Start of Block
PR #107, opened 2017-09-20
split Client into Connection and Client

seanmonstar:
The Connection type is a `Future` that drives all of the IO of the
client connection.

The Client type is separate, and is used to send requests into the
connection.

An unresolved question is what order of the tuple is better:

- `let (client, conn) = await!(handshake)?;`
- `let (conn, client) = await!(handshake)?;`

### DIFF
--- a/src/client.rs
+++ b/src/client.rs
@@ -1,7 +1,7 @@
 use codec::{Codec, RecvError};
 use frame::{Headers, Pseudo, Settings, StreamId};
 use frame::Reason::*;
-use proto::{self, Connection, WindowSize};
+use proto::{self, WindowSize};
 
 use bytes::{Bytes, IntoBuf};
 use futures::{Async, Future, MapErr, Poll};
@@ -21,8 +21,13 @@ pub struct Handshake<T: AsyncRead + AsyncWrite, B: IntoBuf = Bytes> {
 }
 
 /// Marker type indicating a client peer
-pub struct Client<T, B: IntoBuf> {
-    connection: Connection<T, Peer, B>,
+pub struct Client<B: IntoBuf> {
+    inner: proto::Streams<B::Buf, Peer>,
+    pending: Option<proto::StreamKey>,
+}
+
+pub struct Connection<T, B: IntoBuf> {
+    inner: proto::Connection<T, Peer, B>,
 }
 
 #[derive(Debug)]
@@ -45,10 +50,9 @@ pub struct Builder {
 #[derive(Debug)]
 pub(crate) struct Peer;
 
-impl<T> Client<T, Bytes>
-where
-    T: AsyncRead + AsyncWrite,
End of Block
▶ [About this task]
Print the material above once more, exactly.

▶ [Solution]
PR #107, opened 2017-09-20
split Client into Connection and Client

seanmonstar:
The Connection type is a `Future` that drives all of the IO of the
client connection.

The Client type is separate, and is used to send requests into the
connection.

An unresolved question is what order of the tuple is better:

- `let (client, conn) = await!(handshake)?;`
- `let (conn, client) = await!(handshake)?;`

### DIFF
--- a/src/client.rs
+++ b/src/client.rs
@@ -1,7 +1,7 @@
 use codec::{Codec, RecvError};
 use frame::{Headers, Pseudo, Settings, StreamId};
 use frame::Reason::*;
-use proto::{self, Connection, WindowSize};
+use proto::{self, WindowSize};
 
 use bytes::{Bytes, IntoBuf};
 use futures::{Async, Future, MapErr, Poll};
@@ -21,8 +21,13 @@ pub struct Handshake<T: AsyncRead + AsyncWrite, B: IntoBuf = Bytes> {
 }
 
 /// Marker type indicating a client peer
-pub struct Client<T, B: IntoBuf> {
-    connection: Connection<T, Peer, B>,
+pub struct Client<B: IntoBuf> {
+    inner: proto::Streams<B::Buf, Peer>,
+    pending: Option<proto::StreamKey>,
+}
+
+pub struct Connection<T, B: IntoBuf> {
+    inner: proto::Connection<T, Peer, B>,
 }
 
 #[derive(Debug)]
@@ -45,10 +50,9 @@ pub struct Builder {
 #[derive(Debug)]
 pub(crate) struct Peer;
 
-impl<T> Client<T, Bytes>
-where
-    T: AsyncRead + AsyncWrite,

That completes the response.